FYI, Uniross Hybrios are NOT rebadged Eneloops, but OEM made by Yuasa in China. That's what Uniross *explicitly* says on the package (i remember it was sth like "Based on Yuasa technology from Japan") when Hybrios were first launched years ago.

As of to date, all known Eneloops are made in Japan.


----------



## Sugarboy (Dec 21, 2009)

Yes i found it ! This is the genuine, original Uniross Hybrio R6/AA/Mignon x4 pack bought by someone in Taiwan.

The orange oval label in Chinese says "OEM batteries by Japan's Yuasa" (日本YUASA代工電池) 

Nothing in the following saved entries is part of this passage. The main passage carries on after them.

PR #2391, opened 2026-01-16
Added automatic downloading for M-BEIR query images and default instruction files

clides:
- Added logic to automatically download M-BEIR query images and default instruction files if not provided
- Updated M-BEIR 2cr respectively

### DIFF
--- a/pyserini/encode/optional/_uniir.py
+++ b/pyserini/encode/optional/_uniir.py
@@ -108,8 +108,7 @@ class UniIRQueryEncoder:
         fp16 = kwargs.get("fp16", False)
 
         if self.instruction_config is None:
-            self.instruction_config = kwargs.get("instr_file", None)
-            self._get_instruction_config()
+            self.instruction_config = self._get_instruction_config(kwargs.get("instr_file", None))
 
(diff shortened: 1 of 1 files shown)


pyserini/encode/query.py
sahel-sh, line 1: if this is a bug, fix it in a separate pr, it will be buried here.

clides: Ok, I've restored it to original

pyserini/query_iterator.py
```diff
@@ -198,6 +199,7 @@ def get_query(self, id_):
         topic = self.topics[id_]
 
         query_data = {
+            'topics_path': topic['topics_path'],
```
sahel-sh: why are you including topics_path in query_data?
You only need the topics_path at init time, no? in the from_topics method.

sahel-sh (approved):
LGTM, thanks

pyserini/query_iterator.py
sahel-sh: had a slack sync, topics_path was needed for the encoder to find the right config file from its dict. Now the config file is being passed and the dict map is kept here.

Manufactured by Uniross in PRC(=China).

P.S. "Yuasa" (known as "湯淺"[=汤浅] in Chinese), itself a Japanese company, sets up a number of facilities in China. i believe "Yuasa" is now known as "GS Yuasa" (株式会社 ジーエス・ユアサ コーポレーション).


----------



## Mr Happy (Dec 22, 2009)

Sugarboy, thanks for the insights. However, I do continue to find that those particular Hybrios cannot be told apart from Eneloops in any aspect of their performance. In fact, if you took a sample of both kinds of cell and removed their outer label I would defy anyone to figure out which one was which.

Could it be perhaps that Yuasa manufactured them in China using Eneloop technology under license from Sanyo?

I do not really mind what origin those Hybrios have, I just know they work exactly like Eneloops and therefore I am more than happy to benefit from using them.


----------



## Sugarboy (Dec 23, 2009)

Mr Happy said:


> Sugarboy, thanks for the insights. However, I do continue to find that those particular Hybrios cannot be told apart from Eneloops in any aspect of their performance. In fact, if you took a sample of both kinds of cell and removed their outer label I would defy anyone to figure out which one was which.
> 
> Could it be perhaps that Yuasa manufactured them in China using Eneloop technology under license from Sanyo?
> 
> I do not really mind what origin those Hybrios have, I just know they work exactly like Eneloops and therefore I am more than happy to benefit from using them.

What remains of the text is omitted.